◆ WHAT IS REQUIRED:
Starting with the line that contains "No neeed to" and ending with the final line of the data below, print those lines exactly and nothing else.

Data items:
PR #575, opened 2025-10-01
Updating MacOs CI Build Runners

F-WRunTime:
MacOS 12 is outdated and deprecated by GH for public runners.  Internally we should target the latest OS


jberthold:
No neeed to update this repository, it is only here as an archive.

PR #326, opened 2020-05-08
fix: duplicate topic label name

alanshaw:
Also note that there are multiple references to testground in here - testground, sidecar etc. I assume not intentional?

◆ SOLUTION TO THE EXERCISE:
No neeed to update this repository, it is only here as an archive.

PR #326, opened 2020-05-08
fix: duplicate topic label name

alanshaw:
Also note that there are multiple references to testground in here - testground, sidecar etc. I assume not intentional?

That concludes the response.